# A long 20 months



## Andy968 (Apr 29, 2012)

Hello All. I just found this website a week ago so this is my introductory post. I felt I would post a my story and see what the responses are if any. I don't know if I'm really asking a question here, seeking help, or just getting it out there. Here it goes. 

I am 43 and have been married 20 years, 17 yo son and 14 yo daughter. Neither of us had prior marriages or other kids. My wife told me she wanted out of our marriage after a significant fight approximately 20 months ago. To make a long story short she stated she hadn't loved me for 15 years, and this fight was the straw that made her feel "done". Up until this point I knew we had problems but had no idea she felt that way. I spent the next 18 months doing everything I could to save the marriage. Counseling for her, for me, together, vacations, a new ring, new car, remodeled the house, everything I could possibly do. She then quit going to her personal counselor, and our marriage counselor. I'm still seeing my counselor, journaling, reading self help books, getting my life right with God (trying too anyway) and continuing to address my issues I brought to the table. I can only work on me as I carry most of the blame for making her feel the way she did. 
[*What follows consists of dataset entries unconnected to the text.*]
PR #486, opened 2023-05-03
Solution 1

IVxVI:
[DEMO LINK](https://ivxvi.github.io/react_redux-list-of-todos/)

### DIFF
--- a/src/components/TodoModal/TodoModal.tsx
+++ b/src/components/TodoModal/TodoModal.tsx
@@ -1,40 +1,93 @@
-import React from 'react';
+import React, { useState, useEffect } from 'react';
+import classNames from 'classnames';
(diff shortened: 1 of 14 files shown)


src/components/TodoModal/TodoModal.tsx
```diff
@@ -1,40 +1,93 @@
...
+  } = todo;
+
+  useEffect(() => {
+    const fetchUser = async () => {
+      try {
+        const selectedUser = await getUser(userId);
+
+        setUser(selectedUser);
+      } catch (error) {
+        throw new Error('Error while selecting user');
```
anstsot, line 28: it would be better to set error somewhere and show the message. now it will just break the whole app

anstsot (approved):
Great job, approved!

PR #490, opened 2023-05-09
finished task

OlyaZaiets:
[DEMO LINK](https://Olya Zaiets.github.io/react_redux-list-of-todos/)

### DIFF
--- a/src/components/TodoList/TodoList.tsx
+++ b/src/components/TodoList/TodoList.tsx
@@ -1,210 +1,131 @@
 /* eslint-disable max-len */
-import React from 'react';
+import React, { useEffect, useState } from 'react';
+import classNames from 'classnames';
+import { useAppDispatch, useAppSelector } from '../../app/hooks';
+import { actions as todosActions } from '../../features/todos';
+import { getTodos } from '../../api';
+import { actions as currentTodoActions } from '../../features/currentTodo';
+import { filterTodos } from '../../utils';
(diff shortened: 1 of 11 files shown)


src/components/TodoList/TodoList.tsx
qoa11a, line 1: I'd recommend making this component presentational. It means that it should accept a list of todos as a prop and just render it.

src/components/TodoModal/TodoModal.tsx
qoa11a, line 1: I'd recommend making this component presentational as well.

src/components/TodoModal/TodoModal.tsx
```diff
@@ -1,40 +1,91 @@
...
+        setIsLoading(false);
+      }
+    };
+
+    fetchUser();
+  }, []);
+
+  if (!currentTodo) {
+    return null;
+  }
```
qoa11a, line 38: You shouldn't render this component at all if there's no `currentTodo`. In your case, you waste resources to run code in `useEffect` and to get state from Redux, to declare some local state with `useState`. Just get `currentTodo` in the `<App />` and pass it here as a prop. But also render this component like this: `{currentTodo && <TodoModal currentTodo={currentTodo} />}`.

qoa11a (changes requested):
image

Let's try to pass all the tests. :)

Also, see all other comments.

PR #492, opened 2023-05-13
 react_redux-list-of-todos

rafmamedov:


src/features/todos.ts
```diff
@@ -1,9 +1,28 @@
 import { Todo } from '../types/Todo';
 
-export const actions = {};
+type SetTodosAction = { type: 'todos/SET', payload: Todo[] };
 
-const todosReducer = (): Todo[] => {
-  return [];
+type Action = SetTodosAction;
+type State = Todo[];
```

I've also dealt with the possibility of another man in the picture but have not found any proof of a physical affair. There is evidence of an emotional affair prior to our fight, and really at this point, it is what it is. I can't stop her feeling one way or another about anyone. 

I do feel she brought baggage into the marriage which she refuses to deal with or simply will not as she won't continue counseling. One of the biggest problems is stuffing how she feels and why. She felt she could not tell me anything about how she felt. She actually became angry I wanted to salvage the marriage because she felt for years I would agree to a divorce. Now she is angry I didn't change when it mattered, and now it's too late. Well, how can a person change when it matters when they don't know there is a problem to begin with? Most guys need to be told clearly there is a problem. "Honey, if we don't get this problem fixed I'm going to divorce you." These clear, consise, unambiguous words were all I would have needed. Thirteen words could have prevented the last 20 months of hell we have both endured along with the trauma our families are experiencing. I also understand the hurt feelings people have are complicated and don't necessarily allow a clear statement about issues. Having said that, does not saying anything really make it easier in the long run? Just a rhetorical question I quess... Anyway... during this time I went through the raw emotional pain, confusion, which way is up feelings, tears, etc., that I've read others experience on this forum.

After all this she still wants to separate because she still doesn’t love me. She stated she's not ready to divorce but feels separation it the only thing we haven't tried yet. I agreed to separate after she agreed the goal of this separation was to reconcile the marriage. We agreed there would be no dating, unless with each other, that she would seek help for herself, individual counselor, and then at some point we could work on us. (I'm skeptical) We also agreed that she needs to make a decision within the next six months. I also stated I'm not going to initiate dating or the pursuit of her affection. I just did that for 18 months and she rejected it all. I told her if she wanted me, she knows where I am and I'm waiting. I don't know if this is the right thing to do but it feels right. We'll see. 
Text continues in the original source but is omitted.